#### Exercise goal
Among the records that follow, find the line with "When a type has multiple parameters, the" and the line with "-659,7 +659,7 @@". Set down those lines and all lines between them exactly, without adding anything.

# # # #

PR #3971, opened 2021-05-31
fix(noclasspath): Handle type resolution of anonymous class with unresolved constructor

### LINKED ISSUE #3913: getTypeReference(TypeReference) returns unexpected result when a type has multiple parameters
# Abstract
`getTypeReference(TypeReference)` in `spoon.support.compiler.jdt.ReferenceBuilder` returns unexpected result when a type has multiple parameters. It can cause exception when building a model.

# Cause of the problem and mitigation

https://github.com/INRIA/spoon/blob/c3ed4be2a825588c8253418caa4905336c4e985f/src/main/java/spoon/support/compiler/jdt/ReferenceBuilder.java#L660

When a type has multiple parameters, the result of `res.toStringDebug()` contains a whitespace after commas between the parameters (e.g., `Foo<?, ?>`). In contrast, `nameParameterized` does not contain any whitespaces (e.g., `Foo<?,?>`).  To my understanding, `replace(", ?", ",?")` was inserted to fill the gap. However, it's worked only when the parameters are wildcard. Therefore, it should be `replace(", ", ",")` rather than `replace(", ?", ",?")`.

# How to reproduce

I couldn't create a minimum code to reproduce the problem. I found this problem when I try to build a model from following code with no class path mode.
https://github.com/google/guava/blob/559e1ac1359e8d5dc0941aa72691698185d65407/android/guava/src/com/google/common/collect/Maps.java

slarse:
Fix #3913 

This PR fixes a problem in resolving generic types in noclasspath mode. The symptoms are specifically evident when creating an anonymous subclass of a generic type while using a constructor that does not exist. It can probably occur elsewhere as well, but this is where it was found to be easily reproducible.

See #3913 for further details.

### DIFF
--- a/src/main/java/spoon/support/compiler/jdt/ReferenceBuilder.java
+++ b/src/main/java/spoon/support/compiler/jdt/ReferenceBuilder.java
@@ -659,7 +659,7 @@ public class ReferenceBuilder {
 			CtPackageReference packageReference = index >= 0 ? packageFactory.getOrCreate(concatSubArray(namesParameterized, index)).getReference() : packageFactory.topLevel();
 			inner.setPackage(packageReference);
 		}
-		if (!res.toStringDebug().replace(", ?", ",?").endsWith(nameParameterized)) {
+		if (!res.toStringDebug().replace(", ", ",").endsWith(nameParameterized)) {
 			// verify that we did not match a class that have the same name in a different package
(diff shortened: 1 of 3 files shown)


monperrus:
Thanks @slarse for the nice one-liner.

# # # #

#### Result of the task
When a type has multiple parameters, the result of `res.toStringDebug()` contains a whitespace after commas between the parameters (e.g., `Foo<?, ?>`). In contrast, `nameParameterized` does not contain any whitespaces (e.g., `Foo<?,?>`).  To my understanding, `replace(", ?", ",?")` was inserted to fill the gap. However, it's worked only when the parameters are wildcard. Therefore, it should be `replace(", ", ",")` rather than `replace(", ?", ",?")`.

# How to reproduce

I couldn't create a minimum code to reproduce the problem. I found this problem when I try to build a model from following code with no class path mode.
https://github.com/google/guava/blob/559e1ac1359e8d5dc0941aa72691698185d65407/android/guava/src/com/google/common/collect/Maps.java

slarse:
Fix #3913 

This PR fixes a problem in resolving generic types in noclasspath mode. The symptoms are specifically evident when creating an anonymous subclass of a generic type while using a constructor that does not exist. It can probably occur elsewhere as well, but this is where it was found to be easily reproducible.

See #3913 for further details.

### DIFF
--- a/src/main/java/spoon/support/compiler/jdt/ReferenceBuilder.java
+++ b/src/main/java/spoon/support/compiler/jdt/ReferenceBuilder.java
@@ -659,7 +659,7 @@ public class ReferenceBuilder {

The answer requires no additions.